▶ [SUPPLIED RECORDS]:
PR #234, opened 2025-06-05
Make new host CLI tool for GFXR file related functionality

angela28chen:
Moving the gfxr-file related CLI commands inside `divecli` to a new CLI tool `host_cli` to make use of abseil flag library

### DIFF
--- a/host_cli/CMakeLists.txt
+++ b/host_cli/CMakeLists.txt
@@ -14,8 +14,6 @@
 # limitations under the License.
 #
 
-cmake_minimum_required(VERSION 3.10 FATAL_ERROR)
-
 project(host_cli)
 set_property(GLOBAL PROPERTY USE_FOLDERS ON)
 
--- a/host_cli/data_core_wrapper.cpp
+++ b/host_cli/data_core_wrapper.cpp
@@ -20,9 +20,7 @@
 #include "dive_core/capture_data.h"
 #include "dive_core/data_core.h"
 
-namespace Dive
-{
-namespace HostCli
+namespace Dive::HostCli
 {
 
 DataCoreWrapper::DataCoreWrapper()
@@ -69,5 +67,4 @@ absl::Status DataCoreWrapper::WriteNewGfxrFile(const std::string& new_gfxr_file_
     return absl::OkStatus();
 }
 
-}  // namespace HostCli
-}  // namespace Dive
+}  // namespace Dive::HostCli
--- a/host_cli/data_core_wrapper.h
+++ b/host_cli/data_core_wrapper.h
@@ -23,9 +23,7 @@
 
 #include "absl/status/status.h"
 
-namespace Dive
-{
-namespace HostCli
+namespace Dive::HostCli
 {
 
 // Initializes DataCore and provides access to it, also stores relevant info for operations
@@ -43,5 +41,4 @@ private:
     std::unique_ptr<Dive::DataCore> m_data_core = nullptr;
 };
 
-}  // namespace HostCli
-}  // namespace Dive
+}  // namespace Dive::HostCli
--- a/host_cli/data_core_wrapper_test.cpp
+++ b/host_cli/data_core_wrapper_test.cpp
@@ -18,9 +18,7 @@
 
 #include <gtest/gtest.h>
 
-namespace Dive
-{
-namespace HostCli
+namespace Dive::HostCli
 {
 namespace
 {
@@ -36,5 +34,4 @@ TEST(DataCoreWrapperTest, CheckInitialization)
 // DataCore
 
 }  // namespace
-}  // namespace HostCli
-}  // namespace Dive
+}  // namespace Dive::HostCli
--- a/host_cli/main.cpp
+++ b/host_cli/main.cpp
@@ -51,9 +51,9 @@ absl::Status ValidateFlags()
     {
         std::filesystem::path input_fp = input_file_path;
         std::string           ext = input_fp.extension().string();
-        if ((ext == "") || std::find(kAllowedInputFileExtensions.begin(),
-                                     kAllowedInputFileExtensions.end(),
-                                     ext) == kAllowedInputFileExtensions.end())
+        if ((ext.empty()) || std::find(kAllowedInputFileExtensions.begin(),
+                                       kAllowedInputFileExtensions.end(),
+                                       ext) == kAllowedInputFileExtensions.end())
         {
             return absl::InvalidArgumentError(
             absl::StrFormat("unrecognizable extension provided for --input_file_path: %s", ext));
@@ -62,7 +62,7 @@ absl::Status ValidateFlags()
     }
 
     std::string output_gfxr_path = absl::GetFlag(FLAGS_output_gfxr_path);
-    if (output_gfxr_path != "")
+    if (!output_gfxr_path.empty())
     {
         if (input_file_ext != ".gfxr")
         {
@@ -122,7 +122,7 @@ int main(int argc, char **argv)
         }
 
         std::string output_gfxr_path = absl::GetFlag(FLAGS_output_gfxr_path);
-        if (output_gfxr_path == "")
+        if (!output_gfxr_path.empty())
         {
             // Nothing further to do with the loaded .gfxr file
             return 0;


angela28chen:
I think this will save me time when adding more features to the modification framework. The old CLI code doesn't parse flags well and basically checks them positionally, which isn't something that will scale well when more flags are added. But I need to add more flags (such as for #224 I want a repeated/list flag to indicate which blocks to delete by ID)

I want to eventually move all the functionality from divecli over, but in the interest of saving time I'm not doing that now.

.gitignore
```diff
@@ -11,6 +11,9 @@
 /compile_commands.json
 /.cache/
 
+# ctest
+Testing/
```
wangra-google, line 15: is it intended to be submitted?

wangra-google (approved):

.gitignore
angela28chen: Oops, will remove this. I thought ctest generated a `Testing/` folder in the dive root dir but it actually does it inside `build/` when you run it properly from there.

wangra-google (dismissed):

host_cli/data_core_wrapper_test.cpp
```diff
@@ -0,0 +1,40 @@
...
+{
+
+TEST(DataCoreWrapperTest, CheckInitialization)
+{
+    DataCoreWrapper data_core_wrapper;
+    ASSERT_EQ(data_core_wrapper.IsDataCoreInitialized(), true);
+    ASSERT_EQ(data_core_wrapper.IsGfxrLoaded(), false);
+}
+
+// TODO : Write more tests if it's possible to hook up actual files from tests/ or with a mock
```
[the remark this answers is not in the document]
angela28chen: Thanks for the context, I'll keep this in mind

host_cli/main.cpp
```diff
@@ -0,0 +1,141 @@
...
+          "",
+          "If specified, a new .gfxr file will be generated from the original file "
+          "(--input_file_path) and any specified modifications");
+
+absl::Status ValidateFlags()
+{
+    std::string input_file_ext = "";
+
+    std::string input_file_path = absl::GetFlag(FLAGS_input_file_path);
+    if (input_file_path != "")
```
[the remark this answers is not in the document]
angela28chen: I wanted to set this up because the intent is that in the future the `--input_file_path` will be used for files of multiple types (namely .dive but also other things) with branching behavior depending on file type. And file type being recognized by this CLI via the extension, so we expect files to end in .gfxr = they must be a gfxr capture.

The reason for this is that from what I understand of `divecli` it offers a lot of functionality based on what is fed in. It can perform tasks on `.dive` and `.bin` and raw strings passed through the command line arguments, but generally only one type per call. My idea is all files will be passed with `--input_file_path` (separate flag for raw string) and the behaviour will branch depending on what the input is.

host_cli/data_core_wrapper.h
```diff
@@ -0,0 +1,47 @@
...
+namespace Dive
+{
+namespace HostCli
+{
+
+// Initializes DataCore and provides access to it, also stores relevant info for operations
+class DataCoreWrapper
+{
+public:
+    DataCoreWrapper();
```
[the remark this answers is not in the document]
angela28chen: I think I see what you're getting at, but I'm not sure about making this into a factory function because I think that I want to use this `DataCoreWrapper` class to keep `main.cpp` short and implement more things in here instead (mainly the things about modifying the GFXR data before writing the new file). 

I want to implement and merge this PR + the following PR with delete block functionality, and then consider a class refactoring after that if you think it's a good idea still. Would that work?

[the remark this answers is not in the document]
angela28chen: But I will try to remove `m_loaded_gfxr` and just check inside m_data_core for that info

host_cli/data_core_wrapper.cpp
```diff
@@ -0,0 +1,69 @@
...
+namespace Dive
+{
+namespace HostCli
+{
+
+DataCoreWrapper::DataCoreWrapper()
+{
+    // Initialize DataCore
+    Dive::LogConsole log;
+    m_data_core = std::make_unique<Dive::DataCore>(&log);
```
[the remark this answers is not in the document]
angela28chen: Thanks, fixed

host_cli/main.cpp
```diff
@@ -0,0 +1,143 @@
...
+                                     ext) == kAllowedInputFileExtensions.end())
+        {
+            return absl::InvalidArgumentError(
+            absl::StrFormat("unrecognizable extension provided for --input_file_path: %s", ext));
+        }
+        input_file_ext = ext;
+    }
+
+    std::string output_gfxr_path = absl::GetFlag(FLAGS_output_gfxr_path);
+    if (output_gfxr_path != "")
```
footballhead, line 65: consider using `!empty()` here too
```suggestion
    if (!output_gfxr_path.empty())
```

host_cli/main.cpp
```diff
@@ -0,0 +1,143 @@
...
+absl::Status ValidateFlags()
+{
+    std::string input_file_ext = "";
+
+    std::string input_file_path = absl::GetFlag(FLAGS_input_file_path);
+    if (!input_file_path.empty())
+    {
+        std::filesystem::path input_fp = input_file_path;
+        std::string           ext = input_fp.extension().string();
+        if ((ext == "") || std::find(kAllowedInputFileExtensions.begin(),
```
footballhead, line 54: consider using `empty` here too
```suggestion
        if ((ext.empty()) || std::find(kAllowedInputFileExtensions.begin(),
```

host_cli/data_core_wrapper_test.cpp
```diff
@@ -0,0 +1,40 @@
...
+*/
+
+#include "data_core_wrapper.h"
+
+#include <gtest/gtest.h>
+
+namespace Dive
+{
+namespace HostCli
+{
```
footballhead, line 24: You can combine there onto one line

```suggestion
namespace Dive::HostCli
{
```

host_cli/data_core_wrapper.h
```diff
@@ -0,0 +1,47 @@
...
+
+#include "dive_core/capture_data.h"
+#include "dive_core/data_core.h"
+
+#include "absl/status/status.h"
+
+namespace Dive
+{
+namespace HostCli
+{
```
footballhead, line 29: You can combine there onto one line
```suggestion
namespace Dive::HostCli
{
```

host_cli/data_core_wrapper.cpp
```diff
@@ -0,0 +1,73 @@
...
+#include "data_core_wrapper.h"
+
+#include "dive_core/log.h"
+#include "dive_core/capture_data.h"
+#include "dive_core/data_core.h"
+
+namespace Dive
+{
+namespace HostCli
+{
```
footballhead, line 26: You can combine there onto one line
```suggestion
namespace Dive::HostCli
```

host_cli/CMakeLists.txt
```diff
@@ -0,0 +1,67 @@
...
+# Unless required by applicable law or agreed to in writing, software
+# distributed under the License is distributed on an "AS IS" BASIS,
+# WITHOUT WARRANTIES OR CONDITIONS OF ANY KIND, either express or implied.
+# See the License for the specific language governing permissions and
+# limitations under the License.
+#
+
+cmake_minimum_required(VERSION 3.10 FATAL_ERROR)
+
+project(host_cli)
```
footballhead, line 19: My understanding is that these are only required when trying to build the directory standalone like

```
cmake host_cli ...
```

Otherwise they're extra noise in the CMakeLists

host_cli/main.cpp
angela28chen: Fixed

host_cli/main.cpp
```diff
@@ -0,0 +1,141 @@
...
+int main(int argc, char **argv)
+{
+    absl::SetProgramUsageMessage(
+    absl::StrCat("This CLI tool is intended to provide access to the dive_core"
+                 "\nlibrary for utility and for testing. Currently it supports"
+                 "\nmanipulation of .gfxr files. Sample usage:\n\n",
+                 argv[0],
+                 " --helpfull"));
+    absl::ParseCommandLine(argc, argv);
+    absl::Status res = ValidateFlags();
```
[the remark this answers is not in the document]
elviscapiaq: That is what I meant. Thanks for updating it!

elviscapiaq (approved):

▶ [ACTION ITEM]: State how many lines above contain the string "also", with no other words.

▶ [SOLUTION TO THIS PROBLEM]: 3